__EXERCISE REQUIREMENTS__. Select and copy out every line in the records containing "take".

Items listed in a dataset
PR #603, opened 2022-04-08
fix latitude and longitude of first zombie in zombie example

jochenkrattenmacher:
Hello,
according to the zombie outbreak tutorial, OSM.nearest_road and OSM.nearest_node take a position in form of (latitude, longitude).

However, it seems to be the case that they actually take data in form of (longitude, latitude) (see docstrings of the functions as defined in openstreetmap.jl). Consequently, the video which is produced by the tutorial is different from what one would expect from the tutorial code. The zombie starts at the top left corner, while from (51.5328328, 9.9351811) one would expect the zombie to start on the right, if the format was (latitude, longitude).

The reason why I discovered this issue was because I wanted to let a zombie start from my house - I don't think I will be the last one to try this :D.

### DIFF
--- a/Project.toml
+++ b/Project.toml
@@ -1,7 +1,7 @@
 name = "Agents"
 uuid = "46ada45e-f475-11e8-01d0-f70cc89e6671"
 authors = ["George Datseris", "Tim DuBois", "Aayush Sabharwal", "Ali Vahdati"]
-version = "5.1.1"
+version = "5.1.2"
 
 [deps]
 CSV = "336ed68f-0bac-5ca0-87d4-7b16caf5d00b"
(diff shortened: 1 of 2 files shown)


Datseris:
Thanks a lot. Can you please increment patch version number in Project.toml?

jochenkrattenmacher:
so I am new to this. What exactly should I do? Change version = "5.1.1" to version = "5.1.2"?

How can I conveniently do that (I mean create a corresponding pull request)?

Datseris:
No, you can do this in the existing pull request. Go to your fork and the branch from which you've started the pull request: https://github.com/jochenkrattenmacher/Agents.jl/tree/master  then go to the file you want to change and change the version .yes, you need t o put 5.1.2

jochenkrattenmacher:
wow, sorry for the mess, but I suppose I did it

Datseris:
why did you close the PR...?

Datseris (approved):

jochenkrattenmacher:
sorry for the further mess, that wasn't actually my intention, I thought that would just close the discussion... 🙄 

Anyway so I guess for any further pull requests I will always increment the version number (let me know if there's something else I should know in this respect) cheers

PR #1495, opened 2022-11-22
api: Fix race condition on task schedule

victorges:
We were updating the DB only after sending the Rabbit event, which was good not to update the task in case of failures to send the event, but could lead to race conditions in case the event was processed before we could get back and update the DB.

Couldn't think of an ideal solution without getting too complex, so decided to just move the DB update to before the event. Now tasks will go to waiting before we know if the event scheduling actually worked (but only when it is intended to happen).

Also added error handling to the publish, failing the task if so.


gioelecerati (approved):
LGTM

PR #1524, opened 2022-12-04
api: Create strongConsistency option in task&asset APIs

victorges:

This is necessary for task-runner as it requests the objects almost 
immediately after they are creatd. Sometimes rabbit is quicker than the DB.

 - Create `strongConsistency` query string which, when set to true, avoids using the replica to read the objects

## -

`yarn test`

No.

**Checklist:**


gioelecerati (approved):
LGTM! Of course a rabbit is faster

PR #1536, opened 2022-12-07
api: Implement concurrent tasks rate-limiting for VOD

victorges:
This is to implement a couple rate-limiting protections on the VOD pipeline against exaggerated traffic
from specific users. There are 3 main and independent strategies for rate-limiting implemented here.

The strategies are:
1.   A maximum number of tasks that the pipeline can run for the same user concurrently.
  - This works by querying for tasks in the `running` or "retrying" state, and returning 429 on the initial request made by `task-runner` to start executing the task. Task runner learned how to process that here https://github.com/livepeer/task-runner/pull/95 and will backoff the message on the delayed queue for a minute, before trying to start again
2. A maximum number of tasks that can be enqueued for the same user. This includes the tasks that are currently executing.
  - Differently from the previous strategy, this doesn't just backoff the execution of the task, but it returns an explicit error to the user when they try to create more tasks. 
  - The point here is to protect the delayed queue which is used in the first strategy. We delay events for 1 minute at each step, so there is a number of tasks being delayed at which we would not be able to process even the quick-delayed-tasks in a timely manner. Assuming a latency of 100ms to process each message and the same 15x concurrency on a region/queue, this would mean that `60*1000/100*15=9000` messages could create a problem if we didn't have this rate limiting, which seems pretty possible.
  - Based on the numbers above, setup a limit of 100 tasks (by default, everything is configurable) enqueued for each user.
3. A deduplication strategy to avoid processing the same file multiple times. Yeah this might be annoying for testing, but will protect us in production from possible bugs in client implementations or our own (like the old livepeer.js bug that published created of assets for the same URL). The neat thing here is that we don't return an error: we just return the already running/duplicate task back.

## -

`yarn test`, transcoded dozens of files in staging, tried uploading 200 files at once (got rate limited), observed how execution is now happening 5 tasks at a time, pretty orderly, and tried publishing duplicate assets and ensured same asset/task was returned.

I think so but idk where it is. It's a blocker for MediaCovnert launch on 12/16.

**Checklist:**

### DIFF
--- a/packages/api/src/store/asset-table.ts
+++ b/packages/api/src/store/asset-table.ts
@@ -82,7 +82,7 @@ export default class AssetTable extends Table<WithID<Asset>> {
       sql`asset.data->'source'->>'type' = 'url'`,
       sql`asset.data->>'deleted' IS NULL`,
       sql`asset.data->'status'->>'phase' IN ('waiting', 'pending')`,
-      sql`asset.data->'userId' = ${userId}`,
+      sql`asset.data->>'userId' = ${userId}`,
       sql`asset.data->'source'->>'url' = ${url}`,
       sql`coalesce((asset.data->'createdAt')::bigint, 0) > ${createdAfter}`,
     ];
--- a/packages/api/src/store/asset-table.ts
+++ b/packages/api/src/store/asset-table.ts
@@ -3,6 +3,8 @@ import { Asset, Task } from "../schema/types";
 import Table from "./table";
 import { QueryOptions, WithID } from "./types";
 
+const DUPLICATE_ASSETS_THRESHOLD = 15 * 60 * 1000; // 15 mins
+
 export const taskOutputToIpfsStorage = (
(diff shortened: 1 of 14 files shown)


packages/api/src/store/asset-table.ts
```diff
@@ -72,4 +73,21 @@ export default class AssetTable extends Table<WithID<Asset>> {
     }
     return assets[0];
   }
+
+  async findDuplicateUrlUpload(
+    url: string,
+    userId: string
+  ): Promise<WithID<Asset>> {
+    const createdAfter = Date.now() - DUPLICATE_ASSETS_THRESHOLD;
```
thomshutt, line 81: Good idea, I think DUPLICATE_ASSETS_THRESHOLD saves us from most weird states (something ends up permanently in `waiting` / `processing` etc.)

thomshutt (approved):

__FINAL ANSWER__.
according to the zombie outbreak tutorial, OSM.nearest_road and OSM.nearest_node take a position in form of (latitude, longitude).
However, it seems to be the case that they actually take data in form of (longitude, latitude) (see docstrings of the functions as defined in openstreetmap.jl). Consequently, the video which is produced by the tutorial is different from what one would expect from the tutorial code. The zombie starts at the top left corner, while from (51.5328328, 9.9351811) one would expect the zombie to start on the right, if the format was (latitude, longitude).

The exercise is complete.